A. Firm are engaging into multinational activities because it will be helping them in expanding their business to the other markets.

B. firm are also becoming multinational because it will be helping them to raise the capital for the business from different markets all across the world and gain on the lower exchange rate and the lower interest rate.

C. firm are also going International because they want to acquire the other smaller companies in other countries and they will be trying to gain additional market share.

D. firn are also going multinational because it will be helping them in order to outsource their business activities to different other Nations and engage in business outsourcing.

E. firm are also going International in order to increase their business reputation and gain popularity all across the globe.

F. firm are going International in order to diversify their products because diversification will be helping them in order to maximize their competitive abilities.

H. firm are going multinational in order to reduce their cost because there are various countries which are offering lower cost for manufacturing like Chinese country.

If I have to provide an example for company going multinational, then it would be Apple who has started its manufacturing plant in China in order to cut its cost of production and gain various kind of subsidies from Chinese government.

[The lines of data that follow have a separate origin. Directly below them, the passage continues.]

PR #6141, opened 2026-03-05
Add Neon implementations of `find_last_of`

hazzlim:
This PR adds Neon implementations (Shuffle, Bitmap, and Find-Haystack-in-Needle) of `find_last_of`, `find_last_not_of`.

(Hopefully slighty better formatted) Benchmark results 🕐:
  | MSVC | Clang
-- | -- | --
`bm<AlgType::str_member_last, char>/2/3` | 0.926 | 0.977
`bm<AlgType::str_member_last, char>/6/81` | 0.95 | 0.722
`bm<AlgType::str_member_last, char>/7/4` | 0.774 | 0.747
`bm<AlgType::str_member_last, char>/9/3` | 0.986 | 0.944
`bm<AlgType::str_member_last, char>/22/5` | 1.169 | 1.069
`bm<AlgType::str_member_last, char>/58/2` | 2.288 | 2.394
`bm<AlgType::str_member_last, char>/75/85` | 1.304 | 1.071
`bm<AlgType::str_member_last, char>/102/4` | 2.178 | 2.229
`bm<AlgType::str_member_last, char>/200/46` | 2.133 | 1.966
`bm<AlgType::str_member_last, char>/325/1` | 5.349 | 5.629
`bm<AlgType::str_member_last, char>/400/50` | 2.666 | 2.588
`bm<AlgType::str_member_last, char>/1011/11` | 3.707 | 3.833
`bm<AlgType::str_member_last, char>/1280/46` | 3.889 | 3.798
`bm<AlgType::str_member_last, char>/1502/23` | 4.051 | 4.128
`bm<AlgType::str_member_last, char>/2203/54` | 4.167 | 3.895
`bm<AlgType::str_member_last, char>/3056/7` | 4.255 | 4.356
`bm<AlgType::str_member_last, wchar_t>/2/3` | 0.975 | 0.957
`bm<AlgType::str_member_last, wchar_t>/6/81` | 0.96 | 0.787
`bm<AlgType::str_member_last, wchar_t>/7/4` | 0.852 | 0.821
`bm<AlgType::str_member_last, wchar_t>/9/3` | 0.933 | 0.816
`bm<AlgType::str_member_last, wchar_t>/22/5` | 1.175 | 1.035
`bm<AlgType::str_member_last, wchar_t>/58/2` | 2.399 | 1.923
`bm<AlgType::str_member_last, wchar_t>/75/85` | 1.442 | 1.116
[...]

PR #6139, opened 2026-03-03
Add Neon implementations of `search`, `find_end`

hazzlim:
This PR adds Neon implementations of `search`, `find_end`.

Note: the code in this PR is affected by DevCom-11053447 "ARM64 suboptimal codegen: reload of stack spills on every loop iteration".

Benchmark results 🕐 (measured on a Neoverse N2 machine):

Benchmark | MSVC SU | Clang SU
---|---|---
`c_strstr/0` | 1.032 | 1
`c_strstr/1` | 1.006 | 0.983
`c_strstr/2` | 0.977 | 1
`c_strstr/3` | 0.987 | 1
`c_strstr/4` | 1.045 | 1
`c_strstr/5` | 1 | 1
`classic_search<std::uint8_t>/0` | 5.769 | 5.476
`classic_search<std::uint8_t>/1` | 6.071 | 6.273
`classic_search<std::uint8_t>/2` | 5.622 | 6.061
`classic_search<std::uint8_t>/3` | 4.067 | 4.457
`classic_search<std::uint8_t>/4` | 1.433 | 1.463
`classic_search<std::uint8_t>/5` | 2.333 | 2.397
`classic_search<std::uint16_t>/0` | 3.837 | 4.737
`classic_search<std::uint16_t>/1` | 4.694 | 5.051
`classic_search<std::uint16_t>/2` | 3.516 | 4.718
`classic_search<std::uint16_t>/3` | 2.986 | 3.333
`classic_search<std::uint16_t>/4` | 1.462 | 1.75
`classic_search<std::uint16_t>/5` | 1.33 | 1.486
`classic_search<std::uint32_t>/0` | 2.647 | 2.867
`classic_search<std::uint32_t>/1` | 2.77 | 3.077
`classic_search<std::uint32_t>/2` | 2.8 | 2.75
`classic_search<std::uint32_t>/3` | 2.381 | 2.33
`classic_search<std::uint32_t>/4` | 0.486 | 0.537
`classic_search<std::uint32_t>/5` | 2.059 | 1.605
`classic_search<std::uint64_t>/0` | 1.099 | 1.194
`classic_search<std::uint64_t>/1` | 1.133 | 1.223
`classic_search<std::uint64_t>/2` | 1.256 | 0.959
`classic_search<std::uint64_t>/3` | 1.604 | 1.462
`classic_search<std::uint64_t>/4` | 0.913 | 0.52
`classic_search<std::uint64_t>/5` | 1.231 | 0.882
[...]

PR #6142, opened 2026-03-05
Vector algorithms: trim runtime coverage for ARM64EC non-vectorized fallbacks

AlexGuteniev:
Follow up on #6107.

We can't have complexity in test matrices, especially for internal test runs, so let's trim the excess coverage otherwise.

I know it still adds some complexity in another place, so it is still controversial.

Trim random coverage, which is time-consuming, for the algorithms that are vectorized everywhere and don't have fallbacks.
After #6141, #6139, and #6143 this excludes all string algorithms. The following are left: `bitset`, `replace`, and `minmax_element` for 64-bit integers and pointers.

Deliberately avoided checking for `_VECTORIZED_*` macros. We still need `_USE_STD_VECTOR_ALGORITHMS=0` coverage intact, and we need the machinery to be tested independently.

### DIFF
--- a/tests/std/tests/VSO_0000000_vector_algorithms/test.cpp
+++ b/tests/std/tests/VSO_0000000_vector_algorithms/test.cpp
@@ -1441,18 +1441,6 @@ void test_vector_algorithms(mt19937_64& gen) {
     test_swap_arrays<uint64_t, 512>(gen);
 }
 
-void test_vector_algorithms_fallbacks(mt19937_64& gen) {
-    test_min_max_element<long long>(gen);
-    test_min_max_element<unsigned long long>(gen);
-
-    test_min_max_element_pointers(gen);
-
-    test_replace<int>(gen);
-    test_replace<unsigned int>(gen);
-    test_replace<long long>(gen);
-    test_replace<unsigned long long>(gen);
-}
-
 template <typename Container1, typename Container2>
 void test_two_containers() {
     Container1 one                  = {10, 20, 30, 40, 50};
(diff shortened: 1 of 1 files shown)


tests/std/tests/VSO_0000000_vector_algorithms/test.cpp
```diff
@@ -1439,6 +1446,7 @@ void test_vector_algorithms(mt19937_64& gen) {
     test_swap_arrays<uint16_t, 512>(gen);
     test_swap_arrays<uint32_t, 512>(gen);
     test_swap_arrays<uint64_t, 512>(gen);
+#endif // ^^^ !defined(_CALL_ALL_X64_VECTOR_ALGORITHMS_ON_ARM64EC) ^^^
```
AlexGuteniev: Another approach could be having all affected in a separate function.

tests/std/tests/VSO_0000000_vector_algorithms/test.cpp
```diff
@@ -1441,6 +1441,18 @@ void test_vector_algorithms(mt19937_64& gen) {
     test_swap_arrays<uint64_t, 512>(gen);
 }
 
+void test_vector_algorithms_fallbacks(mt19937_64& gen) {
```
StephanTLavavej: This is used only for `_CALL_ALL_X64_VECTOR_ALGORITHMS_ON_ARM64EC`. But instead of guarding it, it's small enough that we ought to just inline it.

tests/std/tests/VSO_0000000_vector_algorithms/test.cpp
```diff
@@ -1955,9 +1967,14 @@ int main() {
...
     run_randomized_tests_with_different_isa_levels([](mt19937_64& gen) {
+#ifndef _CALL_ALL_X64_VECTOR_ALGORITHMS_ON_ARM64EC
         test_vector_algorithms(gen);
         test_various_containers();
         test_bitset(gen);
         test_string(gen);
+#else // ^ !defined(_CALL_ALL_X64_VECTOR_ALGORITHMS_ON_ARM64EC) / defined(_CALL_ALL_X64_VECTOR_ALGORITHMS_ON_ARM64EC) v
+        test_vector_algorithms_fallbacks(gen);
+        test_bitset(gen);
+#endif // ^^^ !defined(_CALL_ALL_X64_VECTOR_ALGORITHMS_ON_ARM64EC) ^^^
```
StephanTLavavej: This `#endif` comment is incorrect. With the verbosity of the `#else` comment, we should probably make an exception to our usual new rule of "just repeat the condition" and be descriptive instead.

StephanTLavavej (approved):

StephanTLavavej:

StephanTLavavej:
Thanks for keeping our test harness running efficiently! :stopwatch: :white_check_mark: :heart_eyes_cat:

PR #6145, opened 2026-03-06
`<xutility>`: Improve the all-bits-zero optimization in the `fill()` family

StephanTLavavej:
We've implemented a couple of library optimizations in the `fill()` family. For byte-sized objects, we can just call `memset()`, which is expected to be implemented in ultrafast assembly and faster than anything we can write in the Core Language. For other scalars, we can detect all-bits-zero values, and call `memset()` with zero bytes. (Zero is sufficiently common that this is a valuable check, whereas detecting all-bits-one or `0xABABABAB` would be counterproductive.)

Due to the existence of floating-point negative zero (a value which compares equal to zero, but is very much *not* an all-bits-zero value), we implemented this optimization with a `memcmp()` to preserve correctness. However, this had negative performance effects. The optimizer can't see through the `memcmp()`, so it was emitting substantial codegen even when the argument is a compile-time value that's been constant-propagated through.

We can improve this optimization in 3 ways:

* Detect integers and pointers, which don't have sneaky values, and directly compare them against `_Ty{}`. (Not `0` because even though that would compile, we despise `0` as a null pointer constant.)
* Now that we have downlevel support for C++20 `bit_cast` (available as `_Bit_cast`), we can send 1/2/4/8-byte types through it, to detect their bit patterns in an optimizer-friendly way. Note that this absorbs enums and floating-point types.
  + We could, of course, send integers and pointers down this path, but that would result in function calls in non-optimized debug mode. Better to spend 2 lines.
* Retain the `memcmp` codepath just in case (in practice it will only be activated for our unofficial quasi-support of 80-bit `long double`). Use `static constexpr` to avoid pushing bytes on the stack (usually we don't use `static` for non-arrays, but this `_Zero` is address-taken.)

This has 3 very nice effects for performance:

* When the argument is a compile-time constant, constant-propagated down so the optimizer can see it,
  + If it's all-bits-zero, the check is completely avoided and we directly call `memset()` with `0`.
  + If it isn't all-bits-zero, the check is completely avoided and we implement `fill()` normally.
* When the argument isn't a compile-time constant, we just compare values instead of setting up a `memcmp` function call.

Because this is a classic, central algorithm, I've added extensive test coverage even though we already had fairly good coverage.

### DIFF
--- a/tests/std/tests/VSO_0180469_fill_family/test.cpp
+++ b/tests/std/tests/VSO_0180469_fill_family/test.cpp
@@ -12,6 +12,7 @@
 #include <cassert>
 #include <cmath>
 #include <cstddef>
+#include <cstdint>
 #include <cstdio>
 #include <cstdlib>
 #include <memory>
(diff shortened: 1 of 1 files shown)


stl/inc/xutility
```diff
@@ -5540,8 +5540,18 @@ _NODISCARD bool _Is_all_bits_zero(const _Ty& _Val) {
...
+        return _STD _Bit_cast<uint8_t>(_Val) == 0;
+    } else if constexpr (sizeof(_Ty) == 2) {
+        return _STD _Bit_cast<uint16_t>(_Val) == 0;
+    } else if constexpr (sizeof(_Ty) == 4) {
+        return _STD _Bit_cast<uint32_t>(_Val) == 0;
+    } else if constexpr (sizeof(_Ty) == 8) {
+        return _STD _Bit_cast<uint64_t>(_Val) == 0;
     } else {
-        constexpr _Ty _Zero{};
+        static constexpr _Ty _Zero{};
```
frederick-vs-ja, line 5554: Just some questions: What's `_Ty` in this case, maybe Intel 80-bit `long double`? Does `static` make the execution faster for such `_Ty` which is still a scalar type?

AlexGuteniev: Yes, 3rd bullet in the PR description.

StephanTLavavej:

Similarly, Tata motors acquired Jaguar and Range rover in order to have an international reputation and increase its market share all across the globe.

2.

Theory of Comparative Advantage -

  • Comparative advantage refers to an economy's ability to produce goods and services at a lower opportunity cost than its trade partners.
  • The theory of comparative advantage introduces opportunity cost as a factor for analysis in choosing between different options for production.
  • Comparative advantage suggests that countries will engage in trade with one another, exporting the goods that they have a relative advantage in.
  • Absolute advantage refers to the uncontested superiority of a country to produce a particular good better.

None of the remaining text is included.